== Data extract ==
=======
PR #2067, opened 2026-09-15
ci: fix self-repository references

opentelemetrybot:
Use GitHub's dedicated `$/...` syntax for same-repository actions and reusable workflows so zizmor no longer reports `self-repository` findings.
=======
== Problem statement ==
Whenever the word "repository" appears in a line above, copy that line.

== Answer below ==
ci: fix self-repository references
Use GitHub's dedicated `$/...` syntax for same-repository actions and reusable workflows so zizmor no longer reports `self-repository` findings.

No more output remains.